[Saved data entries]
Content starts
PR #6148, opened 2019-02-09
Fix some travis errors

opacam:
- The current `FBO` tests were calling render() function, but `Fbo.draw()` was already working. In addition, the `render()` output potentially the window output to the Fbo, which screw it in the end. Just `fbo.draw()` and check the content works as intended (Thanks @tito).
  - Fix kivy's initialization error on graphics test for linux: `Unable to find any valuable Cutbuffer provider`
    (This is due to a missing dependency for linux `xclip` or `xsel`)
     See also: https://travis-ci.org/kivy/kivy/jobs/490796639
  - Fix pep8 E501: line too long (`filechooser` and `camera_opencv`)
  - Fix pep8 E121: continuation line under-indented for hanging indent (`setup.py`)

### DIFF
--- a/.travis.yml
+++ b/.travis.yml
@@ -70,7 +70,7 @@ install:
         sudo apt-get -y install libgstreamer1.0-dev gstreamer1.0-alsa gstreamer1.0-plugins-base;
         sudo apt-get -y install python-dev libsmpeg-dev libswscale-dev libavformat-dev libavcodec-dev libjpeg-dev libtiff4-dev libX11-dev libmtdev-dev;
         sudo apt-get -y install python-setuptools build-essential libgl1-mesa-dev libgles2-mesa-dev;
-        sudo apt-get -y install xvfb pulseaudio;
+        sudo apt-get -y install xvfb pulseaudio xsel;
         pip install --upgrade cython pillow nose coveralls docutils;
       fi;
       if [ "${RUN}" == "docs" ]; then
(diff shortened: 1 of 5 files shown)


.travis.yml
```diff
@@ -70,7 +70,7 @@ install:
         sudo apt-get -y install libgstreamer1.0-dev gstreamer1.0-alsa gstreamer1.0-plugins-base;
         sudo apt-get -y install python-dev libsmpeg-dev libswscale-dev libavformat-dev libavcodec-dev libjpeg-dev libtiff4-dev libX11-dev libmtdev-dev;
         sudo apt-get -y install python-setuptools build-essential libgl1-mesa-dev libgles2-mesa-dev;
-        sudo apt-get -y install xvfb pulseaudio;
+        sudo apt-get -y install xvfb pulseaudio xsel;
```
opacam: Here I use `xsel` but we can also use `xclip`. There is no special reason to use `xsel`, I used that because is the package that I use in my development machine...
should we use `xclip`?

opacam: I forgot, we also could drop these changes, I know that the test is ok without installing anything more...so actually we don't need that because does not solve any travis error, but I think that makes easier to find the real problem...
Here a test without `xsel` (scroll to end):
  - https://travis-ci.org/kivy/kivy/jobs/490796639

And here one with `xsel` (scroll to end):
  - https://travis-ci.org/kivy/kivy/jobs/490991404

PR #6156, opened 2019-02-12
Adding fixes to support ios camera

GoBig87:
Fixing issues with camera support for ios.

### DIFF
--- a/kivy/core/camera/camera_avfoundation.pyx
+++ b/kivy/core/camera/camera_avfoundation.pyx
@@ -62,7 +62,7 @@ class CameraAVFoundation(CameraBase):
         self._resolution = (width, height)
 
         if self._texture is None or self._texture.size != self._resolution:
-            self._texture = Texture.create(self._resolution)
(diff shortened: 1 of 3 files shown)


kivy/core/camera/camera_avfoundation.pyx
```diff
@@ -62,7 +62,7 @@ class CameraAVFoundation(CameraBase):
         self._resolution = (width, height)
 
         if self._texture is None or self._texture.size != self._resolution:
-            self._texture = Texture.create(self._resolution)
+            self._texture = Texture.create(self._resolution, colorfmt='bgra')
```
tito: Looks very easy to add it, however, the pixel format is different than the default. Is that also the case for OSX?
I think this part may break OSX, so it should be per platform

tshirtman:
This PR was broken :( see commit https://github.com/kivy/kivy/commit/3d14a1a8606d3bf81fdc0c5367d29cdf66f01b5c

PR #6163, opened 2019-02-13
Changed default orientation from LandscapeLeft to LandscapeRight

inclement:


inclement:
Deprecated by https://github.com/kivy/kivy/pull/6164

PR #8387, opened 2016-05-09
fix(input): add support for dynamically loaded ngMessage directives.

### LINKED ISSUE #6810: Form validation issues with ng-messages-include
I'm trying to start using `ng-messages-include` as described in [ngMessages](https://docs.angularjs.org/api/ngMessages) under "Reusing and Overriding Messages", and I'm running into issues.  I'm primarily seeing it not working with `md-auto-hide`, showing the error messages when the form is displayed.  I like hiding validation errors until the user has had an opportunity to fill out the form and would like to use `md-auto-hide` with `ng-messages-include`. 

See [this CodePen](http://codepen.io/jvmccarthy/pen/EPoywL) for this issue.  The pen is showing other issues including weirdness with adjacent input containers.

Thanks again for all the hard work on angular-material!

### LINKED ISSUE #7477: Autocomplete ng-messages wrong font-size

### LINKED ISSUE #7596: Different ng-message size with ng-show and ng-if
As you can see in this [codepen](http://codepen.io/anon/pen/xVgwdm), the ng-message font size varies depending on whether the input is defined with a `ng-show` or `ng-if` attribute.

It seems that the ng-message div is only generated with the `md-input-message-animation` class when `ng-show` is used.

### LINKED ISSUE #7823: ngMessagesInclude not animated
`ng-message` which are within `ng-messages-include` don't get the class 'md-input-messages-animation'.

ie this does not work well :
```html
    <input md-maxlength="30" required name="description" g-model="project.description">
    <div ng-messages="projectForm.description.$error">
        <div ng-messages-include="errors-message.html"></div>
    </div>
</md-input-container>
```

where errors-message.html contains:
```html
<div ng-message="required">This is required.</div>
<div ng-message="md-maxlength">The name has to be less than 30 characters long.</div>
```

DevVersion:
* Currently ngMessage directives inside of an input-container, which are loaded / transcluded dynamically, didn't get initialized properly.
  The animation was not working. As well as the auto-hide didn't work properly.

cc. @topherfangio 

Fixes #7477. Fixes #7596. Fixes #6810. Fixes #7823

### DIFF
--- a/src/components/input/input.spec.js
+++ b/src/components/input/input.spec.js
@@ -436,6 +436,59 @@ describe('md-input-container directive', function() {
     expect(el[0].querySelector("[ng-messages]").classList.contains('md-auto-hide')).toBe(false);
   }));
 
+  it('should set the animation class on the ngMessage properly', inject(function() {
+    var element = compile(
+      '<md-input-container>' +
+        '<input ng-model="inputVal">' +
+        '<div ng-messages>' +
+          '<ng-message id="requiredMessage" when="required">Field required</ng-message>' +
+        '</div>' +
+      '</md-input-container>'
+    );
+
+    var ngMessage = element.find('ng-message');
+    expect(ngMessage).toHaveClass('md-input-message-animation');
+  }));
+
+  it('should set the animation class on a transcluded ngMessage', function() {
+    // We can emulate the transclusion, by wrapping the ngMessage inside of a document fragment.
+    // It is not necessary to add a *extra* component / directive for that, since we just
+    // want to the test the DocumentFragment detection.
+    var fragment = document.createDocumentFragment();
+
+    var inputContainer = compile(
+      '<md-input-container>' +
+        '<input ng-model="inputVal">' +
+        '<div ng-messages id="messageInsertion">' +
+        '</div>' +
+      '</md-input-container>'
+    );
+
+    // We build our element, without compiling and linking it.
+    // Because we invoke those steps manually during the tests.
+    var messageElement = angular.element(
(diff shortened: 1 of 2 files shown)


DevVersion:
@topherfangio Added the tests as discussed :)

src/components/input/input.spec.js
```diff
@@ -436,6 +436,59 @@ describe('md-input-container directive', function() {
...
+          '<ng-message id="requiredMessage" when="required">Field required</ng-message>' +
+        '</div>' +
+      '</md-input-container>'
+    );
+
+    var ngMessage = element.find('ng-message');
+    expect(ngMessage).toHaveClass('md-input-message-animation');
+  }));
+
+  it('should set the animation class on a transcluded ngMessage', function() {
```
topherfangio: I'm curious if we could do a different/shorter test here.

Based on the issues this is supposed to fix, if we put it inside an autocomplete, or use the `ng-messages-include` directive, it would fail correct (I mean, without this PR)?

Is there a reason to do it as a document fragment test rather than one of the standard transclusion methods listed in the issues?

DevVersion: Actually, as I commented on the test, using the document fragment is testing the new added code in the input component.

Using a tranclusion here and testing it, would be more complicated. 

I will give it a try with the `ng-messages-include`.

topherfangio: Okay, if that's the case, then go ahead and add the `ng-messages-include` as a separate test if you can 😄 

Thanks for the clarification!

PR #8394, opened 2016-05-10
fix(tooltip): cancel show timeouts when leaving before delay.

### LINKED ISSUE #8363: md-tooltip: md-delay with md-autohide not working as expected
If you have md-autohide enabled on a tooltip that has a md-delay set, and you mouse over and off the object in less time then the delay period, then the tooltip will still show up (which it shouldn't) and will remain on (which it also shouldn't do). 

**Actual behavior**:
-  What is the issue? Tooltip displays and remains after the mouse leaves the object.
-  What is the expected behavior? Tooltip should not display because the mouse left the object before the delay period.

**Steps to reproduce the issue**:
-  Add a md-tooltip to a md-fab. Set md-delay and md-autohide (set delay to about 1000 to make this easier to demonstrate)
- Move your mouse over the fab and then off the fab in less time then the delay (ie <1000ms)
- The tooltip will show after the delay, and will remain until you mouse over again. This is new in 1.1. This worked on the previous version that I used (material 1.0.5).

**Angular Versions**: 
-  Angular Version: 1.5.5
-  Angular Material Version: 1.1.0-rc4

**Additional Information**:
-  Browser Type: Chromuim
-  Browser Version: 49

DevVersion:
* When a user hovers over a tooltip, which has a delay, and we're leaving the tooltips parent before the delay is finished, then we're detaching all leave handlers, which is not valid.<br/>
  We should cancel the show timeout, when the leave occurs before the delay.

Fixes #8363.

### DIFF
--- a/src/components/tooltip/tooltip.js
+++ b/src/components/tooltip/tooltip.js
@@ -59,6 +59,7 @@ function MdTooltipDirective($timeout, $window, $$rAF, $document, $mdUtil, $mdThe
     var parent        = $mdUtil.getParentWithPointerEvents(element),
         content       = angular.element(element[0].getElementsByClassName('_md-content')[0]),
         tooltipParent = angular.element(document.body),
+        showTimeout   = null,
         debouncedOnResize = $$rAF.throttle(function () { updatePosition(); });
 
     if ($animate.pin) $animate.pin(element, parent);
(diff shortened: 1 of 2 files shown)


BevanR:
A [codepen](http://codepen.io/team/AngularMaterial/pen/bEGJdd) would be really useful here.

DevVersion:
@BevanR Why is that? It's not necessary, because this the actual fix for the issue #8363.

BevanR:
@DevVersion I wanted to review the PR, but I was not sure I would be able to understand the bug correctly from the textual description.  A codepen example would have made it clear and unambiguous what the bug was and how to reproduce it.  No matter no more...

PR #8396, opened 2016-05-10
feat(panel): add mdPanel service

ErinCoughlan:


docs/app/js/app.js
```diff
@@ -289,6 +289,10 @@ function(SERVICES, COMPONENTS, DEMOS, PAGES, $location, $rootScope, $http, $wind
       pages: apiDocs.service.sort(sortByName),
       type: 'toggle'
     },{
+      name: 'Types',
+      pages: apiDocs.type.sort(sortByName),
+      type: 'toggle'
+    },{
```
DevVersion: Not sure, about reviewing here, but this should have a space. Just to be consistent

Issue #8393, opened 2016-05-10
autocomplete: add ability to set ID on md-virtual-repeat-container for custom CSS


annnguyen:
Found a closed ticket that wasn't actually resolved: [#4772](https://github.com/angular/material/issues/4772)

We need the ability to style our global search input field using `md-autocomplete` that is persistent throughout the site to be styled uniquely from any other autocomplete field we're using in various forms on various pages. The width of the element `<md-virtual-repeat-container>` is what needs to be overriden but there's no option available to do so.

**Actual behavior**:
-  What is the issue? 
  - There's no ability to set a unique ID to `<md-virtual-repeat-container>` of an `<md-autocomplete>` to do styling changes to the width of the dropdown list. 
-  What is the expected behavior?
  - Would like for there to be directive attribute `md-menu-container-id` to set ID of `<md-virtual-repeat-container>` element.

**CodePen** or Steps to reproduce the issue: *
-  CodePen Demo: [http://codepen.io/annnguyen/pen/NNomLo](http://codepen.io/annnguyen/pen/NNomLo)
-  Details: Set `md-virtual-repeat-container` width to 80%, which is applied to all. There is no ability to set unique selectors to multiple `md-autocomplete` elements.

**Angular Versions**: *
-  Angular Version: 1.5.0
-  Angular Material Version: 1.0.8

**Additional Information**:
-  Browser Type: Any
-  Browser Version: Any
-  OS: Any

BevanR:
Do you want to specify the width of an `<md-virtual-repeat-container>` element that corresponds to some `<md-autocomplete>` elements, but not when it corresponds to other `<md-autocomplete>` elements?

My first thought was that you could specify the class in your `<md-autocomplete>` element and use that class in your selector.  E.g. `<md-autocomplete class="wide-options">` and `md-autocomplete.wide-options md-virtual-repeat-container { width: 80%; }`.

However I see now that is not possible because the `<md-virtual-repeat-container>` is not a descendant of its corresponding `<md-autocomplete>` but a direct child of the root element of the app, that gets absolutely positioned when it is visible.

There is a lot of unrelated code in your codepen.  Could you reduce it to two `<md-autocomplete>` elements, one CSS property, and zero JavaScript (or perhaps just enough to populate the autocomplete options).

You might also consider making them different so that it is clear which one you want to change and which one you don't.  E.g. "The blue one should be default width, the red one should be wider".

[...]

PR #8397, opened 2016-05-10
feat(autocomplete): add ability to style md-virtual-repeat-container

annnguyen:
…er generated by `md-autocomplete`. 

This allows control over css styling for specific instances of `<md-virtual-repeat-container>` created by `md-autocomplete`.

Fixes [#8393](https://github.com/angular/material/issues/8393)

### DIFF
--- a/src/components/autocomplete/js/autocompleteDirective.js
+++ b/src/components/autocomplete/js/autocompleteDirective.js
@@ -55,6 +55,8 @@ angular
  * @param {boolean=} md-no-asterisk When present, asterisk will not be appended to the floating label
  * @param {boolean=} md-autoselect If true, the first item will be selected by default
  * @param {string=} md-menu-class This will be applied to the dropdown menu for styling
+ * @param {string=} md-menu-container-id This will be applied to the parent container of the dropdown
+ *     menu for styling
  * @param {string=} md-floating-label This will add a floating label to autocomplete and wrap it in
  *     `md-input-container`
  * @param {string=} md-input-name The name attribute given to the input element to be used with
@@ -149,6 +151,7 @@ function MdAutocomplete () {
       floatingLabel:    '@?mdFloatingLabel',
       autoselect:       '=?mdAutoselect',
       menuClass:        '@?mdMenuClass',
+      menuContainerId:  '@?mdMenuContainerId',
       inputId:          '@?mdInputId'
     },
     link: function(scope, element, attrs, controller) {
@@ -181,6 +184,7 @@ function MdAutocomplete () {
               ng-if="$mdAutocompleteCtrl.loadingIsVisible()"\
               md-mode="indeterminate"></md-progress-linear>\
           <md-virtual-repeat-container\
+              id="{{menuContainerId}}"\
               md-auto-shrink\
               md-auto-shrink-min="1"\
               ng-mouseenter="$mdAutocompleteCtrl.listEnter()"\
--- a/src/components/autocomplete/js/autocompleteDirective.js
+++ b/src/components/autocomplete/js/autocompleteDirective.js
@@ -55,8 +55,8 @@ angular
  * @param {boolean=} md-no-asterisk When present, asterisk will not be appended to the floating label
  * @param {boolean=} md-autoselect If true, the first item will be selected by default
  * @param {string=} md-menu-class This will be applied to the dropdown menu for styling
- * @param {string=} md-menu-container-id This will be applied to the parent container of the dropdown
- *     menu for styling
+ * @param {string=} md-menu-container-class This will add a class to `md-virtual-repeat-container`,
+ *     the parent container of the dropdown list
  * @param {string=} md-floating-label This will add a floating label to autocomplete and wrap it in
  *     `md-input-container`
  * @param {string=} md-input-name The name attribute given to the input element to be used with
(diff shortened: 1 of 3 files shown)


annnguyen:
I signed it!

BevanR:
Thanks for your contribution.  I responded on #8393 with some ideas to make this easier to review.

BevanR:
A quick look over the code looks good.  It has a test, which is great!

I think it would be more useful if it allowed class(es) to be set instead of IDs.  IDs must be unique in a document.  However classes can be re-used.  If only IDs can be set, then a component producing many `<md-autocomplete>` elements (such as a directive that expands some element into multiple `<md-autocomplete>` elements) will need to ensure each one has unique ID, and the consumer's CSS will not be able to efficiently modify any elements coming from the factory-component.

BevanR:
This appears to duplicate #8403.  I like the approach in #8403 better because it allows classes to be set, instead of IDs.  However this PR has tests.  Perhaps @vassagus and you can merge efforts?

annnguyen:
Thank @BevanR. I'll make updates to the ticket and pull request code. @vassagus if you're okay, i can update my code to set class to md-virtual-repeat-container instead of id if that's the preferred method. Lmk!

vassagus:
@annnguyen sounds good, you can go ahead and merge my commit. Thanks guys.

annnguyen:
@DevVersion code is ready for review whenever you guys have bandwidth!

ThomasBurleson:

ausminternet:
:rage: I can't count anymore the bugs I need to be fixed and which are closed in favour of a not-yet-released version 2... Even if there are PRs...

jensbodal:
Using information from this pull request I made a decorator to add to my app's config;  the decorator allows an `md-menu-container-class` attribute to be added to the `md-autocomplete` directive which can then be used for styling.  [Plunker](https://plnkr.co/edit/0tzee8RpoD2WeFSJX1z1?p=preview)

ThomasBurleson:
@jensbodal - This is a nice technique to extend/override an existing ngM1 component DDO!  :-). Perhaps you should blog this for the community ;-).

>

vassagus:
@jensbodal thank you, that works for me as well.

dohomi:
@jensbodal I think this is exactly what the current `md-autocomplete` should do. Would be great if this issue would be opened to add the class to the outer container.

jensbodal:
@ThomasBurleson thanks for the comment and the suggestion.  It took me a bit to decide on a proper blog framework but decided to use codepen as it seems to fit.  Blog post made available here: http://codepen.io/jensbodal/post/extending-an-angular-ddo-directive-definition-object

tiagomsmagalhaes:
@jensbodal thanks for the decorator. I had to tweak it because i had `md-autocomplete` in another directive so i had to pass it as a variable, so I tweaked it to allow that. Is there a way that could allow both options so we could merge it? my codepen: http://codepen.io/tiagomagalhaes/pen/dOXPXj

jensbodal:
@tiagomsmagalhaes you can just check to see if the element resolves to include an expression, and if not read from the attribute as a string directly.

http://codepen.io/jensbodal/pen/oYLWxr

*(relevant part)*
```js
return function(e, a) {
  var menuContainer = a.find('md-virtual-repeat-container');
  var menuContainerClass = '';
  
  if (typeof e.menuContainerClass !== 'boolean' && e.menuContainerClass !== 0) {
    menuContainerClass = e.menuContainerClass;      
  }

  else {
    menuContainerClass = attr.mdMenuContainerClass || '';
  }
  
  menuContainer.addClass(menuContainerClass);

  template.apply(this, arguments);
};
```

I'm looking for `!== 'boolean' && !== 0` as that seemed to fit all the cases where the attribute didn't exist (`false`), the attribute referenced a controller variable which didn't exist (`true`), the attribute was a string and contained dashes (`0`), and the attribute was a string (`true`).  The `!== 0` is related to how angular interpolates attributes I believe.

src/components/autocomplete/js/autocompleteDirective.js
```diff
@@ -181,13 +184,15 @@ function MdAutocomplete () {
...
+              id="{{menuContainerId}}"\
               md-auto-shrink\
               md-auto-shrink-min="1"\
               ng-mouseenter="$mdAutocompleteCtrl.listEnter()"\
               ng-mouseleave="$mdAutocompleteCtrl.listLeave()"\
               ng-mouseup="$mdAutocompleteCtrl.mouseUp()"\
               ng-hide="$mdAutocompleteCtrl.hidden"\
-              class="md-autocomplete-suggestions-container md-whiteframe-z1"\
+              class="md-autocomplete-suggestions-container md-whiteframe-z1' +
+                (attr.mdMenuContainerClass != null ? ' ' + attr.mdMenuContainerClass : '') + '"\
```
Splaktar: Can this use `ng-class` like `menuClass` uses below?

Splaktar: Looks like that isn't needed, but the logic here can be pulled out of the template to make things cleaner.

src/components/autocomplete/js/autocompleteDirective.js
```diff
@@ -181,13 +184,15 @@ function MdAutocomplete () {
               ng-if="$mdAutocompleteCtrl.loadingIsVisible()"\
               md-mode="indeterminate"></md-progress-linear>\
           <md-virtual-repeat-container\
+              id="{{menuContainerId}}"\
```
Splaktar: This looks to be left over from the previous implementation and should be removed.

Splaktar:
Moved this over to a new PR https://github.com/angular/material/pull/11194

PR #8403, opened 2016-05-10
feat(autocomplete): Adding md-container-class

vassagus:
This attribute enables to set a class to the autocomplete dropdown wrapper, so the caller can have full control over css. Currently you can set a class for the menu ul inside the md-virtual-repeat-container, but this doesn't allow to style the entire container.


vassagus:
I signed it!

vassagus:
I signed it!

BevanR:
This appears to duplicate #8397.  I like this approach better because it allows classes to be set, instead of IDs.  However #8397 has tests.  Perhaps @annnguyen and you can merge efforts?

vassagus:
Thanks @BevanR I agree, this efforts will be merged to  [https://github.com/angular/material/pull/8397](8397)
Content ends
* _Task objective_
Provide the count of lines above containing "blog", without any added words.

* _Result_
2